*** Begin section ***
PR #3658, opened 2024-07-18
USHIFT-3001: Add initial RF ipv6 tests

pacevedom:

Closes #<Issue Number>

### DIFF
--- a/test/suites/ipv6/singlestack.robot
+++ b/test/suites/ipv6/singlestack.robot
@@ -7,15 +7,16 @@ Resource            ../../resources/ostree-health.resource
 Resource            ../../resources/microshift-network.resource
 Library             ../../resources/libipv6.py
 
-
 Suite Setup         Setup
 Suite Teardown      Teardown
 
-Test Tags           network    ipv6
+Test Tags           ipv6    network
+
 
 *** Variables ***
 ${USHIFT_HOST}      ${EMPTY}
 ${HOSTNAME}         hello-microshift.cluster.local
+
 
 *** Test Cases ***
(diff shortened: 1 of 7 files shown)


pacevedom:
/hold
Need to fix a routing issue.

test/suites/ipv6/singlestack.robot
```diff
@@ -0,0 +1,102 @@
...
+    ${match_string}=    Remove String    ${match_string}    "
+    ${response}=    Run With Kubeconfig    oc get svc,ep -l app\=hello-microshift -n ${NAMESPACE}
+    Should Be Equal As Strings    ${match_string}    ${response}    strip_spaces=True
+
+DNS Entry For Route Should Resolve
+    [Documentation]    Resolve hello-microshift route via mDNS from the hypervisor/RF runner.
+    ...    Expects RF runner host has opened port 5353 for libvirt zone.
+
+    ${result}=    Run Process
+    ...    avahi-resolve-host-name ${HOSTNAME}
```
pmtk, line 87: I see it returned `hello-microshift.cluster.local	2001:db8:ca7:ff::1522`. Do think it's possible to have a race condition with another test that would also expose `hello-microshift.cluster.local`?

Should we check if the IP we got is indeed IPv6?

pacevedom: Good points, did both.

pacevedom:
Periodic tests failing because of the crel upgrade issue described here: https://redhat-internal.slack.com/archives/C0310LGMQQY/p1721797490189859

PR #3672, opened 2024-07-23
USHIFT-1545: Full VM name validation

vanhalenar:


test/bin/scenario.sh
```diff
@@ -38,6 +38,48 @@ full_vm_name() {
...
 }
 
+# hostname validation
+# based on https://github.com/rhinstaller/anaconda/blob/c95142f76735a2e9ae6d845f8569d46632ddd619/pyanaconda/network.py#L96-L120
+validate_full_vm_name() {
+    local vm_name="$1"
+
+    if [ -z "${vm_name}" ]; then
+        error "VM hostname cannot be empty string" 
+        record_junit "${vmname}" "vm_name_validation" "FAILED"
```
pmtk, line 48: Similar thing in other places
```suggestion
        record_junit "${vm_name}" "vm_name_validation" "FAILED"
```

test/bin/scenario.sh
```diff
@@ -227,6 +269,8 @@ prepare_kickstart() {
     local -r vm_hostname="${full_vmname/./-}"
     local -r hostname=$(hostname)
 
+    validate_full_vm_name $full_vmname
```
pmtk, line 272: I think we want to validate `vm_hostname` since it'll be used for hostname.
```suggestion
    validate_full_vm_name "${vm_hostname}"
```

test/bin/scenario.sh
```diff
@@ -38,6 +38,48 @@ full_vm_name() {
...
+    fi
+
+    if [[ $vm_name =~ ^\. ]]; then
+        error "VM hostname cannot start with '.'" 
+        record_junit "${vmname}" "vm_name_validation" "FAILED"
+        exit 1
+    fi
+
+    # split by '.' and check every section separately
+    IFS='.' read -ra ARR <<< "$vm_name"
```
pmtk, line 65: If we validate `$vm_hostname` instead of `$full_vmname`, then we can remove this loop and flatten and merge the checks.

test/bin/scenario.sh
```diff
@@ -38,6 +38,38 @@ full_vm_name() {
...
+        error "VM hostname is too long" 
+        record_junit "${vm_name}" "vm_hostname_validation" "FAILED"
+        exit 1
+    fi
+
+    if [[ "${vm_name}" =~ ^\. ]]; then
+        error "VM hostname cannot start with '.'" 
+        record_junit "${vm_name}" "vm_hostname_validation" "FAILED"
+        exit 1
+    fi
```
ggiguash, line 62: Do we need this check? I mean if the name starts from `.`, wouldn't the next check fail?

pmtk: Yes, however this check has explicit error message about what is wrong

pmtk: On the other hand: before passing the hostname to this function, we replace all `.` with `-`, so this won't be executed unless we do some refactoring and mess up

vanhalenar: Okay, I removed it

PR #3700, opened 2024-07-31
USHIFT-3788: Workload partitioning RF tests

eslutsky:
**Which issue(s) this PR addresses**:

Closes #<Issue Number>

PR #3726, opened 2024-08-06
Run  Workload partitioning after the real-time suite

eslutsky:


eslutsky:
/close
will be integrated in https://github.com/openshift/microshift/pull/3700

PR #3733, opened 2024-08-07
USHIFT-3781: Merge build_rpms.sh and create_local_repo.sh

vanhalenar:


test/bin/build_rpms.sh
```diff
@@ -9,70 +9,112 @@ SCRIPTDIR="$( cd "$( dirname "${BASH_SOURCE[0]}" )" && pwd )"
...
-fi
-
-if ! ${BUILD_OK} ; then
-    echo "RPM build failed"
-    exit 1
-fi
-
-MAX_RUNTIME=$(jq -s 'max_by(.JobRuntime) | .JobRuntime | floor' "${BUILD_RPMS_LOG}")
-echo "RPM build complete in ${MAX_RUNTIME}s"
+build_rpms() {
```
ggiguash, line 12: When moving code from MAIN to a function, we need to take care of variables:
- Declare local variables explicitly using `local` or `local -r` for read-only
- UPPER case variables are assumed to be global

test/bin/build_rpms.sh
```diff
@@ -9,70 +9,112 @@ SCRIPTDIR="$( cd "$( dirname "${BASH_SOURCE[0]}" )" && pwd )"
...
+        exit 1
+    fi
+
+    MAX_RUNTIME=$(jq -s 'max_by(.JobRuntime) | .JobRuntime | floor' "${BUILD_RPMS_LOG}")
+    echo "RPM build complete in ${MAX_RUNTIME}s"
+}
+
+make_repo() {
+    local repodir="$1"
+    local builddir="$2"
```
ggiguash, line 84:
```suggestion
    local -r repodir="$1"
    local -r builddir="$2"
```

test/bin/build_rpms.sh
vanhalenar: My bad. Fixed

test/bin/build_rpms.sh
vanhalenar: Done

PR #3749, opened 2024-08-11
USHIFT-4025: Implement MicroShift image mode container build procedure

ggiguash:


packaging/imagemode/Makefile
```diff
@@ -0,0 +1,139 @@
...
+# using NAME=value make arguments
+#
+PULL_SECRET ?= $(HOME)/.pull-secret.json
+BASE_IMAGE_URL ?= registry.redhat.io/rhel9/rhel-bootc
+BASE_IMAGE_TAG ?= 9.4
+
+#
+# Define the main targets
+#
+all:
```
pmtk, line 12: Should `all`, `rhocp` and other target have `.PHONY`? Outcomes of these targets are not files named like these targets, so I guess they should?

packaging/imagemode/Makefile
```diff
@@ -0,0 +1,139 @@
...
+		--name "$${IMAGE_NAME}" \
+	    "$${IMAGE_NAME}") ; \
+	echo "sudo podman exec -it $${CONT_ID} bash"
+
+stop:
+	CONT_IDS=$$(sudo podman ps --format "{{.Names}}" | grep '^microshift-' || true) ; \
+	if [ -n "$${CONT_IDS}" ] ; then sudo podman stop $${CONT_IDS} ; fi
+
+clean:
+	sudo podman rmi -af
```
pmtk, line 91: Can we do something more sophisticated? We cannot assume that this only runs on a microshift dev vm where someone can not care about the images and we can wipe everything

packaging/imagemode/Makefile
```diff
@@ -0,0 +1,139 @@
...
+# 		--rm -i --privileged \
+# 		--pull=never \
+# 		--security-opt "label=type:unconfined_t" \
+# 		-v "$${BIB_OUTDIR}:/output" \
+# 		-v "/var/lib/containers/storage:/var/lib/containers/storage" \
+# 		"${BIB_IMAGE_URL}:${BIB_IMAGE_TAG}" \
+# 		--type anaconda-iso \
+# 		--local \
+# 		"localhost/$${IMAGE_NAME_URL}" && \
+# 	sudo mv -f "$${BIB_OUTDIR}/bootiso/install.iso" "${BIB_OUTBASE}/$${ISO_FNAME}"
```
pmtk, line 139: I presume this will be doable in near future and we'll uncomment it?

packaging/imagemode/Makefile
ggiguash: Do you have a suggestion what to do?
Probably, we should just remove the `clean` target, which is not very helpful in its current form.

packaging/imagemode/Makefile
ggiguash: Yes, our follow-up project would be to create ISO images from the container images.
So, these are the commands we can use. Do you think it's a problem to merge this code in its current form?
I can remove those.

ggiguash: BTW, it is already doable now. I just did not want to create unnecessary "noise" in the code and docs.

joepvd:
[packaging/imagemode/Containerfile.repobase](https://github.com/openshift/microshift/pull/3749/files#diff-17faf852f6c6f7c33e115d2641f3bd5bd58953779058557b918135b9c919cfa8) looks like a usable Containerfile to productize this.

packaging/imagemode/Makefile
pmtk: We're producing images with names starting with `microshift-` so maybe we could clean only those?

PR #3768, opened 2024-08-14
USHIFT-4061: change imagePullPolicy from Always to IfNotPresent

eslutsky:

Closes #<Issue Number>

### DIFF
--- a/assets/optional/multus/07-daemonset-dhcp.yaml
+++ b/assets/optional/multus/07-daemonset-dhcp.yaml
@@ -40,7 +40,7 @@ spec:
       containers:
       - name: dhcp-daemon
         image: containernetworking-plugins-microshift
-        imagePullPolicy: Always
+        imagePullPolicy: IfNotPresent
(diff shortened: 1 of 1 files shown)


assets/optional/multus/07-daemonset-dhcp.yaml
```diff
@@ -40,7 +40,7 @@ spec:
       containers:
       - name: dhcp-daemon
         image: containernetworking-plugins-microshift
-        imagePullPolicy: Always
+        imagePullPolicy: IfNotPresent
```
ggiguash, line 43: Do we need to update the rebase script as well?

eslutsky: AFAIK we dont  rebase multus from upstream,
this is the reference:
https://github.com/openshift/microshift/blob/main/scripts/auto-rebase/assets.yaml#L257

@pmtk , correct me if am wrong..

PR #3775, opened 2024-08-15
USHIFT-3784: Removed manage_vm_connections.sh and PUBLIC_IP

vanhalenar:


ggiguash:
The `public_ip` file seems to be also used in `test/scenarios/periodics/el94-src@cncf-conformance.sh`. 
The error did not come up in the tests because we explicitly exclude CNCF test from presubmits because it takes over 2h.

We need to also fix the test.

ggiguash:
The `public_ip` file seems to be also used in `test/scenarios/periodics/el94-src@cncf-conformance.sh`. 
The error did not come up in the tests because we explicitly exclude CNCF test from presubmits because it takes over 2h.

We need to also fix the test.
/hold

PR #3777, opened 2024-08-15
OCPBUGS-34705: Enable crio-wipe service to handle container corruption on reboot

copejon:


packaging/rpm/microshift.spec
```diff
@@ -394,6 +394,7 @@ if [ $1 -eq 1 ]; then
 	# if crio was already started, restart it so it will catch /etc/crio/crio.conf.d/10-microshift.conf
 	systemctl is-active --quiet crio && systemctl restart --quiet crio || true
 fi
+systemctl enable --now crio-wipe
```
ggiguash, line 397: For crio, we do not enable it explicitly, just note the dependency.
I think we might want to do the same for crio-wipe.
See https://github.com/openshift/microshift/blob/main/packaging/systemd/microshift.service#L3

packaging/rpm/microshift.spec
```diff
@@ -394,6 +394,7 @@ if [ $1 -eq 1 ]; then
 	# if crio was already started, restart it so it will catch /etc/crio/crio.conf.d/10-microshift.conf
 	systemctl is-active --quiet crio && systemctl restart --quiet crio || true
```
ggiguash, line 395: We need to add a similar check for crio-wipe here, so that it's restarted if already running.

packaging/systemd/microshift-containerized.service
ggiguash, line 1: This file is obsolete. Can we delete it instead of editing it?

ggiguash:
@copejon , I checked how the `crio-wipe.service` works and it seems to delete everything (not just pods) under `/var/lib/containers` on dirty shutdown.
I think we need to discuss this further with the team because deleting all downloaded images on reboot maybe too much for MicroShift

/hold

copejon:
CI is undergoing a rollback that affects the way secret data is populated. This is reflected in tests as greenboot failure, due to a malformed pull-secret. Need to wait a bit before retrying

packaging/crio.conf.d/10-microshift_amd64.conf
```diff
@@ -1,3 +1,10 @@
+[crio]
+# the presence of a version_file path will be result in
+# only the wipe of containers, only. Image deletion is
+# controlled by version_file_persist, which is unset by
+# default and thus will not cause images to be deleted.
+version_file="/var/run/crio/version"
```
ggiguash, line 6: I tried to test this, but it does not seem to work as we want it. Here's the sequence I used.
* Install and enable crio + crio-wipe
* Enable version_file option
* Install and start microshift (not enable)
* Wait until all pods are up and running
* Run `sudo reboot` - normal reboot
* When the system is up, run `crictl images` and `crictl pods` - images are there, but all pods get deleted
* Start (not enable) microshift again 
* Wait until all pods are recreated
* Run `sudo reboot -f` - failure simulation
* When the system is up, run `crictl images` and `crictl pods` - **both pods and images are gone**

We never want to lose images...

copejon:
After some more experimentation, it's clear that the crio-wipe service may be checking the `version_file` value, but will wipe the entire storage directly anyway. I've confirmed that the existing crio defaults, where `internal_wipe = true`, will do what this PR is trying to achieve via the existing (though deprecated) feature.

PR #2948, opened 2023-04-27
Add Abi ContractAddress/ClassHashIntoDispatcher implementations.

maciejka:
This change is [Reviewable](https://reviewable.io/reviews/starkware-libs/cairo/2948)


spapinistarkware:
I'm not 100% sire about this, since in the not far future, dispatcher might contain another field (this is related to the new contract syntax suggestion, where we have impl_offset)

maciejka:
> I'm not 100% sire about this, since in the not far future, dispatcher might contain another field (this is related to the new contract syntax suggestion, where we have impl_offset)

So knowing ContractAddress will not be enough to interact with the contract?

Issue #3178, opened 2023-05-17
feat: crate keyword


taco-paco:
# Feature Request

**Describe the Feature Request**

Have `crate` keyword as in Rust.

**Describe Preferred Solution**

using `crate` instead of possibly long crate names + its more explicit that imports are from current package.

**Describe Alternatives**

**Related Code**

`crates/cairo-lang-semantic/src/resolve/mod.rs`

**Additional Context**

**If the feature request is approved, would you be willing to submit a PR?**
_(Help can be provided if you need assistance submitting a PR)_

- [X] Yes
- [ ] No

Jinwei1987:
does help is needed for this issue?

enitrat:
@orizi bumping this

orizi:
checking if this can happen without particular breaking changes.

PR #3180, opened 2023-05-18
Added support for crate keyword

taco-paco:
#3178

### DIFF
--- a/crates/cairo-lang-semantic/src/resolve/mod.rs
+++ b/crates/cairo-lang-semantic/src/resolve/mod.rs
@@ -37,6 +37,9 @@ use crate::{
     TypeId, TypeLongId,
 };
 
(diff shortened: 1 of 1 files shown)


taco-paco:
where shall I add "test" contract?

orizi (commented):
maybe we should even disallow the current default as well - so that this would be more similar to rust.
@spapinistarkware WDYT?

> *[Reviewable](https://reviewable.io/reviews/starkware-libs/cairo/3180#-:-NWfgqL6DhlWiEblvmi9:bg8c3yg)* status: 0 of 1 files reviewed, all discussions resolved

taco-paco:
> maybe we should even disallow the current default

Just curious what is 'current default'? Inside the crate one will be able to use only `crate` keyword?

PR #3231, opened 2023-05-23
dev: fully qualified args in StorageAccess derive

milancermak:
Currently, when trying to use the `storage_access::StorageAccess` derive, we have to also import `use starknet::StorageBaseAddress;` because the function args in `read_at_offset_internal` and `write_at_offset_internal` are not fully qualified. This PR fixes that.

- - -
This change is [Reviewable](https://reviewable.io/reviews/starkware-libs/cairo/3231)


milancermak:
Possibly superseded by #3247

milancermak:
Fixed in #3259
*** End section ***
» **Exercise aim**
With "does" as the string to find, copy every line of the records that holds it.

» **Written reply**
ggiguash, line 6: I tried to test this, but it does not seem to work as we want it. Here's the sequence I used.
does help is needed for this issue?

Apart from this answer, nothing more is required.